Thursday, August 27, 2009

Back to school with a bag of books?

School is back and we have another of the perennial education debates. This one is about school books. The government has abolished the school book grant for most schools and parents are again complaining (and rightly so) about the cost of books and the changing of curricula so books cannot be passed on. Most homes in Ireland have a computer of some kind. Most children have a Gameboy or something similar in addition to a mobile phone and an MP3 player. Is it not well past the time when schools moved into the 21st century and books were produced in digital form so that they could be stored on a digital device? Could home work not be done on a computer and emailed to the teacher? One of the biggest educational software companies in the world, Riverdeep (http://web.riverdeep.net/), is based in Dublin. Commission them to design a digital education system.

When we had the funds we should have invested in our education system instead of big motorways that are mostly empty. Broadband is (are) the motorways of the future and most children are more than comfortable using digital technology. So it is there we should be investing. It is not too late to start and evidence has shown that investing in education more than repays itself. Lets soon see the day when instead of a school bag pupils will go to school with a notebook and a folder of CDRoms. While I think of it why go to school? Go to your room boot up, log on and start learning!

Wednesday, August 26, 2009

NAMA

Today 46 economists wrote about their concerns about NAMA in the Irish Times and the Minister for Finance's chief economic advisor answered them. I had the feeling of being a medieval peasant looking into to the runes while the local wizard gave his interpretation of what they meant. There is no doubt that the banks are in dire straits and that something needs to be done. However the people (economists) who a few short years ago were extolling the virtues of the free market are partly responsible for getting us into this mess are now offering us advice about how to get us out it.
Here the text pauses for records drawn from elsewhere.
PR #1180, opened 2018-01-23
Filter OMIS sector list

teneightfive:
During the create journey the list of sectors was not being filtered
for disabled values.

This change updates the controllers within the create journey to use
the new `getOptions` method to retrieve options from metadata
endpoints.

This method handle filtering out disabled items in the list.

### DIFF
--- a/test/unit/apps/omis/apps/create/controllers/market.test.js
+++ b/test/unit/apps/omis/apps/create/controllers/market.test.js
@@ -1,22 +1,13 @@
-const FormController = require('~/src/apps/omis/controllers/form')
+const { assign } = require('lodash')
 
-const Controller = proxyquire('~/src/apps/omis/apps/create/controllers/market', {
-  '../../../../../lib/metadata': {
-    omisMarketOptions: [{
-      id: '1',
-      name: 'One',
-      disabled_on: null,
-    }, {
-      id: '2',
-      name: 'Two',
-      disabled_on: '2010-01-01T00:00:00',
-    }, {
-      id: '3',
-      name: 'Three',
-      disabled_on: null,
-    }],
-  },
-})
+const { apiRoot } = require('~/config')
+const FormController = require('~/src/apps/omis/controllers/form')
+const Controller = require('~/src/apps/omis/apps/create/controllers/market')
+
+const marketOptionsMock = [
+  { id: '9999', name: 'United Kingdom' },
+  { id: '8888', name: 'Germany' },
+]
 
 describe('OMIS create market controller', () => {
   beforeEach(() => {
@@ -25,34 +16,57 @@ describe('OMIS create market controller', () => {
   })
 
   describe('configure()', () => {
-    beforeEach(() => {
-      this.reqMock = Object.assign({}, globalReq, {
-        form: {
-          options: {
-            fields: {
-              primary_market: {},
+    context('when getOptions returns 200', () => {
+      beforeEach(async () => {
+        nock(apiRoot)
+          .get('/metadata/omis-market/')
+          .reply(200, marketOptionsMock)
+
+        this.reqMock = assign({}, globalReq, {
+          form: {
+            options: {
+              fields: {
+                primary_market: {},
+              },
             },
           },
-        },
+        })
+
+        sandbox.spy(FormController.prototype, 'configure')
+        await this.controller.configure(this.reqMock, globalRes, this.nextSpy)
       })
 
-      sandbox.spy(FormController.prototype, 'configure')
+      it('should set list of markets dynamically', () => {
+        expect(this.reqMock.form.options.fields.primary_market.options).to.deep.equal([
+          { value: '8888', label: 'Germany' },
+          { value: '9999', label: 'United Kingdom' },
+        ])
+      })
+
+      it('should call parent configure method', () => {
+        expect(FormController.prototype.configure).to.be.calledOnce
+        expect(FormController.prototype.configure).to.be.calledWith(this.reqMock, globalRes, this.nextSpy)
+      })
     })
 
-    it('should set the list of markets', () => {
-      this.controller.configure(this.reqMock, globalRes, this.nextSpy)
+    context('when getOptions returns an error', () => {
+      beforeEach(async () => {
+        this.errorMessageMock = 'ERROR_REASON'
 
-      expect(this.reqMock.form.options.fields.primary_market.options).to.deep.equal([
-        {
-          value: '1',
-          label: 'One',
-        },
-        {
-          value: '3',
-          label: 'Three',
-        },
-      ])
-      expect(FormController.prototype.configure).to.be.calledWith(this.reqMock, globalRes, this.nextSpy)
+        nock(apiRoot)
+          .get('/metadata/omis-market/')
+          .replyWithError(this.errorMessageMock)
+
+        await this.controller.configure(globalReq, globalRes, this.nextSpy)
+      })
+
+      it('should call next with the error', () => {
+        const errorArgument = this.nextSpy.args[0][0]
+
+        expect(this.nextSpy).to.be.calledOnce
+        expect(errorArgument instanceof Error).to.be.true
+        expect(errorArgument.message).to.equal(`Error: ${this.errorMessageMock}`)
+      })
     })
   })
 })
--- a/test/unit/apps/omis/apps/create/controllers/sector.test.js
+++ b/test/unit/apps/omis/apps/create/controllers/sector.test.js
@@ -1,21 +1,13 @@
+const { assign } = require('lodash')
+
+const { apiRoot } = require('~/config')
 const FormController = require('~/src/apps/omis/controllers/form')
+const Controller = require('~/src/apps/omis/apps/create/controllers/sector')
 
-const sectorOptionsMock = [{
-  id: '1',
-  name: 'Sector one',
-}, {
-  id: '2',
-  name: 'Sector two',
-}, {
-  id: '3',
-  name: 'Sector three',
-}]
-
-const Controller = proxyquire('~/src/apps/omis/apps/create/controllers/sector', {
-  '../../../../../lib/metadata': {
-    sectorOptions: sectorOptionsMock,
-  },
-})
+const sectorOptionsMock = [
+  { id: '9999', name: 'ICT' },
+  { id: '8888', name: 'Farming' },
+]
 
 describe('OMIS create sector controller', () => {
   beforeEach(() => {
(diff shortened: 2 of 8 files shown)


test/unit/apps/omis/apps/create/controllers/market.test.js
```diff
@@ -1,20 +1,21 @@
...
-      name: 'Two',
-      disabled_on: '2010-01-01T00:00:00',
-    }, {
-      id: '3',
-      name: 'Three',
-      disabled_on: null,
-    }],
+  '../../../../../lib/options': {
+    getOptions () {
+      return marketOptionsMock
```
ztolley: How about following the pattern we've used for all the other options tests that uses nock instead of mocking the call to get options?

feedmypixel: + 1 for `nock` here

test/unit/apps/omis/apps/create/controllers/market.test.js
```diff
@@ -39,19 +40,10 @@ describe('OMIS create market controller', () => {
...
-        {
-          value: '1',
-          label: 'One',
-        },
-        {
-          value: '3',
-          label: 'Three',
-        },
-      ])
+      expect(this.reqMock.form.options.fields.primary_market.options).to.deep.equal(marketOptionsMock)
```
feedmypixel: does this nested reference need a `get`

test/unit/apps/omis/apps/create/controllers/sector.test.js
```diff
@@ -38,23 +40,10 @@ describe('OMIS create sector controller', () => {
...
-        {
-          value: '2',
-          label: 'Sector two',
-        },
-        {
-          value: '3',
-          label: 'Sector three',
-        },
-      ])
+      expect(this.reqMock.form.options.fields.sector.options).to.deep.equal(sectorOptionsMock)
```
feedmypixel: does this nested reference need a get? Safety first!

test/unit/apps/omis/apps/create/controllers/market.test.js
teneightfive: Don't feel like we need to in tests. It's expecting these objects so would rather it fails if they're not there.

test/unit/apps/omis/apps/create/controllers/market.test.js
```diff
@@ -25,34 +14,57 @@ describe('OMIS create market controller', () => {
...
-          options: {
-            fields: {
-              primary_market: {},
+    context('when getOptions returns 200', () => {
+      beforeEach(async () => {
+        nock(apiRoot)
+          .get('/metadata/omis-market/')
+          .reply(200, marketOptionsMock)
+
+        this.reqMock = Object.assign({}, globalReq, {
```
ztolley: lodash assign maybe?

test/unit/apps/omis/apps/create/controllers/market.test.js
```diff
@@ -25,34 +14,57 @@ describe('OMIS create market controller', () => {
...
+          .get('/metadata/omis-market/')
+          .replyWithError(this.errorMessageMock)
+
+        await this.controller.configure(globalReq, globalRes, this.nextSpy)
+      })
+
+      it('should call next with the error', () => {
+        const errorArgument = this.nextSpy.args[0][0]
+
+        expect(this.nextSpy).to.be.calledOnce
```
feedmypixel: Are we no longer doing 1 expectation per test?

test/unit/apps/omis/apps/create/controllers/market.test.js
ztolley: Not used globalReq on any of my tests, found it easier to just construct the one I needed in the test itself

test/unit/apps/omis/apps/create/controllers/market.test.js
```diff
@@ -25,34 +14,57 @@ describe('OMIS create market controller', () => {
...
-          value: '3',
-          label: 'Three',
-        },
-      ])
-      expect(FormController.prototype.configure).to.be.calledWith(this.reqMock, globalRes, this.nextSpy)
+    context('when getOptions returns an error', () => {
+      beforeEach(async () => {
+        this.errorMessageMock = 'ERROR_REASON'
+
+        nock(apiRoot)
```
feedmypixel: Can you also do a ` this.nockScope` and the relevant associated assertion. An example can be seen [here]( https://github.com/uktrade/data-hub-frontend/blob/b30a15149c23a577c126f14e5d48ba7a994eec46/test/unit/apps/contacts/repos.test.js#L13-L25)

test/unit/apps/omis/apps/create/controllers/sector.test.js
```diff
@@ -24,38 +14,57 @@ describe('OMIS create sector controller', () => {
...
   describe('configure()', () => {
-    beforeEach(() => {
-      this.reqMock = Object.assign({}, globalReq, {
-        form: {
-          options: {
-            fields: {
-              sector: {},
+    context('when getOptions returns 200', () => {
+      beforeEach(async () => {
+        nock(apiRoot)
```
feedmypixel: same for ` this.nockScope` please

test/unit/apps/omis/apps/create/controllers/sector.test.js
```diff
@@ -24,38 +14,57 @@ describe('OMIS create sector controller', () => {
...
+        expect(this.reqMock.form.options.fields.sector.options).to.deep.equal([
+          { value: '8888', label: 'Farming' },
+          { value: '9999', label: 'ICT' },
+        ])
       })
 
-      sandbox.spy(FormController.prototype, 'configure')
+      it('should call parent configure method', () => {
+        expect(FormController.prototype.configure).to.be.calledOnce
+        expect(FormController.prototype.configure).to.be.calledWith(this.reqMock, globalRes, this.nextSpy)
```
feedmypixel: The 1 assertion rule should apply here also?

test/unit/apps/omis/apps/create/controllers/sector.test.js
```diff
@@ -24,38 +14,57 @@ describe('OMIS create sector controller', () => {
...
-          value: '2',
-          label: 'Sector two',
-        },
-        {
-          value: '3',
-          label: 'Sector three',
-        },
-      ])
-      expect(FormController.prototype.configure).to.be.calledWith(this.reqMock, globalRes, this.nextSpy)
+        nock(apiRoot)
```
feedmypixel: can you add a ` this.nockScope` and assertion here?

test/unit/apps/omis/apps/create/controllers/sector.test.js
```diff
@@ -24,38 +14,57 @@ describe('OMIS create sector controller', () => {
...
+          .get('/metadata/sector/')
+          .replyWithError(this.errorMessageMock)
+
+        await this.controller.configure(globalReq, globalRes, this.nextSpy)
+      })
+
+      it('should call next with the error', () => {
+        const errorArgument = this.nextSpy.args[0][0]
+
+        expect(this.nextSpy).to.be.calledOnce
```
feedmypixel: 1 assertion rule should apply here also?

test/unit/apps/omis/apps/create/controllers/sector.test.js
teneightfive: My thoughts are that this is still one assertions. But just combines the count and expectation. Felt one for the count of calls and one for the value was unnecessary in this instance.

test/unit/apps/omis/apps/create/controllers/sector.test.js
teneightfive: See comment above re assertions

test/unit/apps/omis/apps/create/controllers/sector.test.js
feedmypixel: Agreed `this,nockScope` is to be removed in another PR

test/unit/apps/omis/apps/create/controllers/market.test.js
feedmypixel: I suppose in this example I feel it would read better if split out:

```
it('should call next ', () => {
  expect(this.nextSpy).to.be.calledOnce
})

it('should call next with an error', () => {
  expect(this.nextSpy.args[0][0] instanceof Error).to.be.true
})

it('should call next with expected error message', () => {
  expect(this.nextSpy.args[0][0]).to.equal(`Error: ${this.errorMessageMock}`)
})
```

test/unit/apps/omis/apps/create/controllers/sector.test.js
feedmypixel: and in this example maybe:

```
it('should call parent configure method', () => {
  expect(FormController.prototype.configure).to.be.calledOnce
})
it('should call parent configure method with expected arguments', () => {
  expect(FormController.prototype.configure).to.be.calledWith(this.reqMock, globalRes, this.nextSpy)
})     
```

I'm easy either way, but I feel this is easier to read and debug.

test/unit/apps/omis/apps/create/controllers/market.test.js
feedmypixel: I suppose in this example I feel it would read better if split out:

```
it('should call next ', () => {
  expect(this.nextSpy).to.be.calledOnce
})

it('should call next with an error', () => {
  expect(this.nextSpy.args[0][0] instanceof Error).to.be.true
})

it('should call next with expected error message', () => {
  expect(this.nextSpy.args[0][0]).to.equal(`Error: ${this.errorMessageMock}`)
})
```

test/unit/apps/omis/apps/create/controllers/sector.test.js
feedmypixel: and in this example maybe:

```
it('should call parent configure method', () => {
  expect(FormController.prototype.configure).to.be.calledOnce
})

it('should call parent configure method with expected arguments', () => {
  expect(FormController.prototype.configure).to.be.calledWith(this.reqMock, globalRes, this.nextSpy)
})     
```

I'm easy either way, but I feel this is easier to read and debug.

ztolley: As mentioned in chat, I'm with Dom on this one

test/unit/apps/omis/apps/create/controllers/market.test.js
teneightfive: I've used the `globalReq` elsewhere and was already being used in this test so probably going to keep it.

test/unit/apps/omis/apps/create/controllers/market.test.js
teneightfive: I'm not sure. I have been sticking to one thing rather than literally only one assertion. I think in this case they are testing the same thing. That next is called with the correct value. Not sure splitting it in this instance adds much value.

test/unit/apps/omis/apps/create/controllers/sector.test.js
teneightfive: Same as the other next comment. I feel there's a bit of repetition when you split these assertions and makes it harder to follow. I think seeing as this is testing the same context it's okay to group these two.

PR #1185, opened 2018-01-24
DH-1432 Investment project callout mapping bugs

yeahfro:
DH-1432

# Issue

Incomplete fields are not being correctly mapped:
1. `delivery_partners` form link is not being displayed
2. `undefined` is showed for address fields

screen shot 2018-01-24 at 10 48 45

# Fix
Fixes have been applied as follows:
- Add missing labels so that address fields can be correctly mapped to the callout
- Log error for any missing labels
- Add `delivery_partners` to missing lookup object

screen shot 2018-01-24 at 11 44 28


src/apps/investment-projects/helpers.js
```diff
@@ -79,14 +80,22 @@ const toCompleteStageMessages = {
 
 function buildIncompleteFormList (incompleteFields = []) {
   const formList = map(incompleteFields, (incompleteField) => {
-    const formFieldLink = formFieldLinks[incompleteField]
-    if (formFieldLink) {
-      return assign({}, formFieldLink, {
-        text: `${allLabels[incompleteField]} in ${formFieldLink.text}`,
-      })
+    const incompleteFieldLabel = allLabels[incompleteField]
```
feedmypixel: can you use a `get` here?

src/apps/investment-projects/helpers.js
```diff
@@ -79,14 +80,22 @@ const toCompleteStageMessages = {
...
+    const incompleteFieldFormLink = formFieldLinks[incompleteField]
+
+    if (!incompleteFieldLabel) {
```
feedmypixel: Do these data/fields change a lot? to the point we need logging around it? Why are we logging? It feels like we could remove the logging and prioritise tests around this area.

PR #1188, opened 2018-01-24
DH-1463 Add actual land date collection filters

yeahfro:
DH-1463

Change adds fields to filter investment project collection by `actual_land_date`.

screen shot 2018-01-24 at 15 29 35


ztolley:
Acceptance tests?

ztolley:
Noticed we have some tests but marked ignore. Lets get some tests in as a follow  up then

PR #1189, opened 2018-01-24
Release/4.4.1

feedmypixel:
# Bug Fixes
Switch to use contenthash for webpack css production assets
Ensure correct back link URL is present
Ensure null values aren't formatted as a date
Ensure payment value is an integer before sending to API
Handle missing labels by logging error
Add missing delivery_partners configuration
Add address labels to labels to be correctly mapped when mapping incomplete fields
Display field label only and not the form name

# Other
bump node version


ztolley:
Only comment is put the release notes in release notes, not here.
Also, put ticket numbers next to items to allow them to be linked back to Jira if people ask what they mean

feedmypixel:
> Only comment is put the release notes in release notes, not here.


Have added then to [both](https://github.com/uktrade/data-hub-frontend/releases/tag/untagged-5872ec383165b4edb7c7). Maybe overkill...

> Also, put ticket numbers next to items to allow them to be linked back to Jira if people ask what they mean

No Jira numbers, this is a patch release

PR #1191, opened 2018-01-24
Edit billing address after quote has been sent

teneightfive:
This change allows fields within the invoice details section to be updated after a quote has been accepted.

It adds a new journey which asks the user to confirm the VAT status if they change the billing country:

#### Billing address update without country change

`Edit invoice details` -> `Edit billing address` -> `Edit invoice details`

#### Billing address update with country change

`Edit invoice details` -> `Edit billing address` -> `Confirm VAT status` -> `Edit invoice details`

### Invoice details

localhost_3001_omis_63b83f12-7426-4d99-87a2-f12b9ddbe99d_edit_invoice-details 1

### Billing addres

localhost_3001_omis_63b83f12-7426-4d99-87a2-f12b9ddbe99d_edit_billing-address_returnurl _omis_63b83f12-7426-4d99-87a2-f12b9ddbe99d_edit_invoice-details

### VAT status confirmation

localhost_3001_omis_63b83f12-7426-4d99-87a2-f12b9ddbe99d_edit_vat-status

### Billing country updated

localhost_3001_omis_63b83f12-7426-4d99-87a2-f12b9ddbe99d_edit_invoice-details 2


src/apps/omis/apps/edit/controllers/billing-address.js
```diff
@@ -1,12 +1,33 @@
...
+      req.form.options.disableFormAction = !get(res.locals, 'order.canEditInvoiceDetails')
+    }
     req.form.options.fields.billing_address_country.options = metadataRepo.countryOptions.map(transformObjectToOption)
     super.configure(req, res, next)
   }
+
+  successHandler (req, res) {
+    const data = req.form.values
+    const newValue = get(data, 'billing_address_country')
+    const oldValue = get(res.locals, 'order.billing_address_country.id')
```
feedmypixel: can these have better names? `newCountryBillAddress`

feedmypixel: should you be comparing `ids` here?

teneightfive: Yeah good shout. I'll update these once the other PRs are in.

teneightfive: I think that's safer isn't it? The ID is the value stored in the form. Otherwise you'd need to find the name from the list of options before comparing. Seems less efficient and safe.

feedmypixel: > I think that's safer isn't it?

agreed 👍 

ah sorry, my point was should `billing_address_country` be `billing_address_country_id`?

teneightfive: Ah, no probably not. That is the object returned from the API. Unless we want to flatten all the objects that contain `id` and `name`?

Basically during this edit lifecycle I set the response for the order on the locals object so it is available in views and middleware/controllers.

src/apps/omis/apps/edit/controllers/billing-address.js
```diff
@@ -1,12 +1,35 @@
...
+    }
+
     super.configure(req, res, next)
   }
+
+  successHandler (req, res) {
+    const newBillingCountry = get(req, 'form.values.billing_address_country')
+    const oldBillingCountry = get(res.locals, 'order.billing_address_country.id')
+
+    if ((newBillingCountry && oldBillingCountry) && (newBillingCountry !== oldBillingCountry)) {
```
yeahfro: how about setting these conditions as vars, e.g. `hasBillingCountries` and `hasBillingCountryChanged`

then `if (hasBillingCountries && hasBillingCountryChanged)`

src/apps/omis/controllers/edit.js
```diff
@@ -33,7 +33,9 @@ class EditController extends FormController {
     req.sessionModel.reset()
     req.sessionModel.destroy()
 
-    req.flash('success', req.form.options.successMessage)
+    if (req.form.options.successMessage) {
+      req.flash('success', req.form.options.successMessage)
```
yeahfro: No unit test around this?

teneightfive: Good spot

PR #1194, opened 2018-01-25
Update cucumber dependency

ztolley:
Updates the cucumber and Nightwatch cucumber dependencies to the latest version. These two dependencies seem to be tied to each other.


feedmypixel:
might also be worth updating `chromedriver` also as its part of this "team"

PR #1196, opened 2018-01-25
Fix fragility when testing collection header

ztolley:
Previously when testing the collection header the tests assumed that there would be 0 or > 1 results. If the result actually had 1 result the heading wouldn't match the test text. This is because the heading uses the pluralise function to decide if it should say 'company' or 'companies'.

This fix addresses these issues:
* Makes locating the collection intro non-dependant on its plural nature
* Renames the step for checking the collection heading to accurately reflect it's purpose
* Separates locating a collection title from asserting the title contains the correct text

### DIFF
--- a/test/acceptance/features/collection/step_definitions/collection.js
+++ b/test/acceptance/features/collection/step_definitions/collection.js
@@ -3,6 +3,7 @@ const { client } = require('nightwatch-cucumber')
 const { defineSupportCode } = require('cucumber')
 
 const { getButtonWithText } = require('../../../helpers/selectors')
+const { pluralise } = require('../../../../../config/nunjucks/filters')
 
 defineSupportCode(({ When, Then }) => {
   const Collection = client.page.Collection()
@@ -45,21 +46,18 @@ defineSupportCode(({ When, Then }) => {
       })
   })
 
-  Then(/^the results count header for (.+) is present$/, async function (collectionType) {
-    const resultsCountHeaderSelector = Collection
-      .getSelectorForResultsCountHeader(collectionType)
+  Then(/^the results summary for a (.+) collection is present$/, async function (collectionType) {
+    await Collection.captureResultCount((count) => {
+      set(this.state, 'collection.resultCount', count)
+    })
+
+    const resultCount = get(this.state, 'collection.resultCount')
+    const collectionTypeTitle = pluralise(collectionType, resultCount)
 
     await Collection
-      .captureResultCount((count) => {
-        set(this.state, 'collection.resultCount', count)
-      })
-
-    await Collection
-      .api.useXpath()
-      .assert.visible(resultsCountHeaderSelector.selector)
-      .assert.containsText(resultsCountHeaderSelector.selector, collectionType)
-      .assert.containsText(resultsCountHeaderSelector.selector, get(this.state, 'collection.resultCount'))
-      .useCss()
+      .section.collectionHeader
+      .assert.visible('@intro')
+      .assert.containsText('@intro', `${resultCount} ${collectionTypeTitle}`)
   })
 
   Then(/^there is an (.+) button in the collection header$/, async function (buttonText) {
--- a/test/acceptance/features/companies/collection.feature
+++ b/test/acceptance/features/companies/collection.feature
@@ -12,7 +12,7 @@ Feature: View collection of companies
     Then I see the success message
     When I navigate to the Company collection page
     Then I confirm I am on the Companies page
-    And the results count header for companies is present
+    And the results summary for a company collection is present
     And there is an Add company button in the collection header
     And I can view the Company in the collection
       | text               | expected                  |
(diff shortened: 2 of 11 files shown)


test/acceptance/features/collection/step_definitions/collection.js
```diff
@@ -46,19 +47,22 @@ defineSupportCode(({ When, Then }) => {
   })
 
   Then(/^the results count header for (.+) is present$/, async function (collectionType) {
```
teneightfive: Want to change this to something more appropriate to what it's doing:

```
the results summary for a (.+) collection is present
```

test/acceptance/features/companies/collection.feature
```diff
@@ -12,7 +12,7 @@ Feature: View collection of companies
     Then I see the success message
     When I navigate to the Company collection page
     Then I confirm I am on the Companies page
-    And the results count header for companies is present
+    And the results count header for company is present
```
teneightfive: I know it's not a pattern we've used but I think these statement support quotes which I've found makes it easier to see what the dynamic value is:

```
And the results count header for "company" is present
```

ztolley: I too have generally used quotes for my step definitions, but none of the others do so this is to keep it consistent

feedmypixel: > I know it's not a pattern we've used but I think these statement support quotes which I've found makes it easier to see what the dynamic value is:

I moved away from quotes a while back because my IDE highlights it

screen shot 2018-01-25 at 16 51 36


However if your IDE doesn't then that is not great

test/acceptance/features/collection/step_definitions/collection.js
feedmypixel: > Want to change this to something more appropriate to what it's doing:

I'd agree with this, it reads better than what is currently there

test/acceptance/features/companies/collection.feature
ztolley: Mine does not but I don't think we should pick the syntax based on the IDE

test/acceptance/features/collection/step_definitions/collection.js
```diff
@@ -46,19 +47,22 @@ defineSupportCode(({ When, Then }) => {
...
-
     await Collection
       .captureResultCount((count) => {
         set(this.state, 'collection.resultCount', count)
       })
 
+    const resultCount = get(this.state, 'collection.resultCount')
+    const collectionTypeTitle = pluralise(collectionType, resultCount)
+
+    const resultsCountHeaderSelector = Collection
```
feedmypixel: AS a tidy up potentially in another PR I feel this could be using a css selector rather than searching by text

```
<div class="c-collection__header-intro">
  <span class="c-collection__result-count">5</span> 
  companies
</div>
```

You could then use 
```
document.querySelector('.c-collection__header-intro').textcontent
```

and compare the result 
```
5 companies
```

ztolley: I can change getSelectorForResultsCount header to simply return `div.c-collection__header-intro`, that fixes the issue having the text in the selector AND the assertion

test/acceptance/features/collection/step_definitions/collection.js
```diff
@@ -3,6 +3,7 @@ const { client } = require('nightwatch-cucumber')
 const { defineSupportCode } = require('cucumber')
 
 const { getButtonWithText } = require('../../../helpers/selectors')
+const { pluralise } = require('../../../../../config/nunjucks/filters')
```
yeahfro: we could use wavy here

test/acceptance/features/collection/step_definitions/collection.js
```diff
@@ -45,21 +46,19 @@ defineSupportCode(({ When, Then }) => {
...
     await Collection
-      .api.useXpath()
-      .assert.visible(resultsCountHeaderSelector.selector)
-      .assert.containsText(resultsCountHeaderSelector.selector, collectionType)
-      .assert.containsText(resultsCountHeaderSelector.selector, get(this.state, 'collection.resultCount'))
-      .useCss()
+      .section.collectionHeader
+      .assert.visible('@intro')
+      .assert.containsText('@intro', collectionTypeTitle)
+      .assert.containsText('@intro', resultCount)
```
yeahfro: are these two lines better than `.assert.containsText('@intro', resultCount + ' ' + collectTypeTitle)`? Appreciate what it was before

test/acceptance/features/collection/step_definitions/collection.js
ztolley: Actually would like to get rid of wavy tbh (after every yarn install we have to re-run yarn add wavy) and replace it with `process.cwd()`. For now, I'll leave this as it to be consistent with the rest of the acceptance tests

test/acceptance/features/collection/step_definitions/collection.js
ztolley: I'll change it

PR #1198, opened 2018-01-25
DH-1473 add application version to meta tag

feedmypixel:
Add the application version to a meta tag so its easy to work out which version of the frontend you are currently looking at

### DIFF
--- a/src/templates/_layouts/dit-base.njk
+++ b/src/templates/_layouts/dit-base.njk
@@ -5,6 +5,7 @@
     {% block head %}
       <meta http-equiv="content-type" content="text/html; charset=UTF-8">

In the general population there are a reasonable amount of left wing people but amongst the legions of economists a left winger is as difficult to find as hens teeth. This says to me that economics is by and large not particularly scientific but an ideologically driven view of the world. If that view of the world contributed to the mess we are in then I am not reassured that it will get us out of it. At best it might bring us back to square one and that square will be a long way back. Maybe what we need are some views coming literally and metaphorically from the left field. Remember the days when they would send for the men in the white coats if you suggested nationalising the banks and now such bedfellows as Davy Stockbrokers and the International Monetary Fund are suggesting that we should consider that as an option.

I once asked a prominent Irish academic what would people in 200 years time think bizarre and strange about our current beliefs and he instantly shot back 'Economics. It's the astrology of the 21st century' . Time to move on to astronomy.